Census-designated place in Connecticut, United States

Branchville is a neighborhood of the town of Ridgefield in Fairfield County, Connecticut, United States, and is also the name of a Metro North railroad station (Branchville station). As of the 2020 census, Branchville had a population of 262. Branchville was listed as a census-designated place (CDP) prior to the 2020 census.

Some people consider Branchville a part of Georgetown, an adjoining, non-incorporated community at the intersection of Redding, Ridgefield, Wilton and Weston, noting many residences and businesses there share Georgetown's 544- telephone number exchange. Others disagree, pointing to a community vote in the 1950s not to be served by the Georgetown Post Office, which is closer than the Ridgefield Post Office. The Branchville CDP is only in the town of Ridgefield.
==History==
Branchville was named for the Danbury and Norwalk Railroad's “branch” line extending west to Ridgefield village, a four-mile (6.4 km) run on a long incline [Branchville's elevation is 342 ft while the old village station was about 900 ft above sea level].

Native Americans had previously referred to the southeast corner of present-day Ridgefield as Wheer Cock. Later it was called Copps Corner, after the Norwalk man who surveyed the town in the early 18th century and was the first town clerk. When workers completed in 1852 the railroad line from Norwalk to Danbury, the neighborhood was at first called Beers Station or Ridgefield Station, after the stop there.
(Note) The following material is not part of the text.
PR #8665, opened 2015-09-03
Preserve undo stack on reload

maxbrunsfeld:
- [x] Once Atom's CI passes w/ this text-buffer upgrade, publish a new patch release of text-buffer.

Fixes https://github.com/atom/atom/issues/148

The first recorded use of the term Branchville appears in an 1870 deed for 4 acre “lying in the town of Ridgefield at Branchville.” It was the same year that the branch line was built, suggesting that the railroad rather than neighborhood residents had invented the name to distinguish the station from the new one at Ridgefield center. Previously, the station at Branchville had been known as Ridgefield Station or Beers Station.

An 1893 atlas labels this territory as “Plattsville,” possibly a mapmaker's error.
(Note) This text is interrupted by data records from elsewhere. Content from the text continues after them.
PR #8680, opened 2015-09-05
Remove jQuery from Atom core

nathansobo:
This has been a long time coming. I made the early mistake of basing Atom's initial view system, SpacePen, on jQuery, which solves a lot of problems that aren't at all relevant when targeting a single, modern browser engine. Last summer we removed the reliance on jQuery from Atom's public API and setup a pretty complicated layer of shims to keep the old jQuery-based views working through the deprecation period. With that finally behind us, this PR will remove jQuery and SpacePen entirely. We'll need to transition bundled packages away from SpacePen to finally get the benefit of reduced require time by not loading jQuery, but this is a first step.

Some things to note:
- Our default tooltips are based on bootstrap, which ships its tooltip support as a jQuery plugin. I reworked their code to remove the dependency on jQuery, which could _slightly_ alter a couple corners of the API. It would be great if people could help me test that the new tooltips work correctly in all cases.
- Some of our rarely used global spec helpers have been removed.
- The last incomplete step is to switch our test reporter from SpacePen to raw DOM APIs.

While the area had been mostly farmland and a mill or two, the coming of the railroad sparked the development of a booming, albeit small-scale, industrial community. It included mills, stores, a hotel, a machinery factory, and a post office.

In 1876, after A.N. Fillow began extracting mica at Branchville, two Yale University mineralogists noted the presence of previously undiscovered minerals lodged in pegmatite there and furnished funds to expand the operation. Historians say the mine produced between seven and nine minerals until then unknown. Over time, the mine would produce quantities of quartz, feldspar, mica, beryl, spodumene and columbite.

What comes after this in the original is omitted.